Originally published November 8, 2017 at 03:52a.m., updated November 8, 2017 at 03:52a.m.
WASHINGTON -- President Donald Trump's administration announced on Tuesday what it called "a new day for Medicaid," telling state health officials that the federal government would be more receptive to work requirements and other conservative policy ideas to reshape the main government health program for low-income people.
Seema Verma, the administrator of the Centers for Medicare and Medicaid Services, said the administration would approve proposals from states to require work or community engagement for people who want to receive Medicaid. President Barack Obama's administration had turned down such proposals, saying they would not further the purposes of Medicaid, which are to promote health coverage and access to care.
In a half-hour speech to the National Association of Medicaid Directors, which represents state officials, Verma said on Tuesday that Medicaid had a higher purpose: to help people "rise out of poverty and government dependence."

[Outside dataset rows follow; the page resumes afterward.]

PR #2076, opened 2023-05-04
improvement: Bump using directives to 1.0.0

### LINKED ISSUE #1954: Switch from Scala String + comma separated values syntax to whitespace delimited list
To improve the ability to copy-paste snippets, such as compiler options.

implement changes in the directives parser so that 
```scala
//> using options "-Xasync", "-Xfatal-warnings"
```
can be written as
```scala
//> using options -Xasync -Xfatal-warnings
```
Quotes can still be used for when a value needs to include whitespace, with the same escape characters for scala strings.

Here is a larger example:
```scala
//> using scala 3.2.2
//> using toolkit latest
//> using options -Xfatal-warnings -Yexplicit-nulls -Ysafe-init -source:future
//> using dep com.lihaoyi::cask:0.9.0
//> using some.key "I have spaces"
```

We do not anticipate issues in adapting [scala/vscode-scala-syntax](https://github.com/scala/vscode-scala-syntax) to support the new syntax. Additionally, values are still of `string` type.

no alternative considered.

**Additional context**
Since directives will not become scala syntax, there is no need to reuse the same rules as the scala parser.

_Discussed at the Scala Tooling Summit March 2023_

### LINKED ISSUE #2049: Multi-line comment syntax is still supported for directives
**Version(s)**

1.0.0-RC1

**Describe the bug**

It seems #1932 did not remove the support of multi-line directives:

~~~ scala
/*> using
  option "-Xfatal-warning"
*/
~~~

This code still compiles.

**Expected behaviour**

An error should be reported to the user, indicating what is the correct syntax to use.

Related: #2048 which also shows directives using multi-line comments.

tgodzik:
This includes the changes to simplify using directives:
- remove the possibility of nesting from API
- allow to omit commas in lists of values
- don't allow multiline comments
- remove multiline strings
- remove require and @require syntax support
- allow values without quotes
- remove @using
- remove multiline directives

Fixes https://github.com/VirtusLab/scala-cli/issues/2049
Fixes https://github.com/VirtusLab/scala-cli/issues/1954


tgodzik:
I updated some of the tests to use the new syntax, not sure if there is a new to do it for everything, but I would write new tests with the new syntax.

Gedochao (approved):

modules/build/src/main/scala/scala/build/preprocessing/ExtractedDirectives.scala
```diff
@@ -71,65 +51,21 @@ object ExtractedDirectives {
...
-      val specialCommentDirectives = byKind(UsingDirectiveKind.SpecialComment)
-      val plainCommentDirectives   = byKind(UsingDirectiveKind.PlainComment)
-
-      val directivesPositionsOpt =
-        if (
-          codeDirectives.containsTargetDirectivesOnly &&
-          specialCommentDirectives.containsTargetDirectivesOnly &&
-          plainCommentDirectives.containsTargetDirectivesOnly
-        )
+      val directives = allDirectives.head
```
lwronski: Are we sure that this list will always be non-empty?

tgodzik: I think that was the assumption before and we never get an empty one, but we can add a check to be on the safe side.

tgodzik: Ok changed to headOption, but now I realize that we could probably simplify the API and return a single `UsingDirective` instead of a list, but I don't want to release 2.0.0 of using directives just yet. There might some more things to fix.

In the meantime let's leave it as a list

lwronski (approved):

PR #2083, opened 2023-05-05
NIT Refactor test scope directives

Gedochao:
Cleaned up the test scope directive definitions & logic a bit, it should now be simpler to add new ones


MaciejG604 (approved):

lwronski (approved):
LGTM

PR #2101, opened 2023-05-08
Fix line conversion logic by simplifying topWrapperLen to line count of top wrapper

### LINKED ISSUE #2045: errors not reported in script files on last line (ensure "insert newline" is off)
**Version(s)**
1.0.0-RC2

**Describe the bug**
if you put erroneous code on the last line of a `.sc` file, (in an editor with BSP support) then no error will be reported.

**To Reproduce**
- Please ensure that your editor does not have any "insert newlines at the end of file" option turned on
- create a file `foo.sc` and run `scala setup-ide foo.sc`
- open the parent directory of `foo.sc` with an editor, e.g. VS Code + Metals, wait for metals to recognise the bsp project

Many people on Medicaid, including many who became eligible as a result of the Affordable Care Act, are able-bodied adults of working age, Verma said.
"These are individuals who are physically capable of being actively engaged in their communities, whether it be through working, volunteering, going to school or obtaining job training," Verma said. "Let me be clear to everyone in this room: We will approve proposals that promote community engagement activities."
She heaped criticism on the Obama administration, saying it had focused on increasing Medicaid enrollment rather than helping people move out of poverty and into jobs.
Jason Helgerson, the Medicaid director in New York state, said on Twitter that Verma's comments were "absolutely awful." It was absurd for her to suggest that she was ushering in a new day for Medicaid by taking it away from millions of people, he said.
In her remarks Tuesday, Verma did not renew Republican calls for repealing the Affordable Care Act. But she criticized the law's expansion of Medicaid, an option that has been taken up by 31 states.
Average monthly enrollment in Medicaid, according to the Congressional Budget Office, has climbed by nearly one-third, to 77 million people, since Obama signed the Affordable Care Act in 2010.
The Kaiser Family Foundation reports that at least six states -- Arkansas, Indiana, Kentucky, Maine, Utah and Wisconsin -- have pending waiver requests that would require work as a condition of eligibility for some Medicaid beneficiaries. New Hampshire submitted its own proposal last week.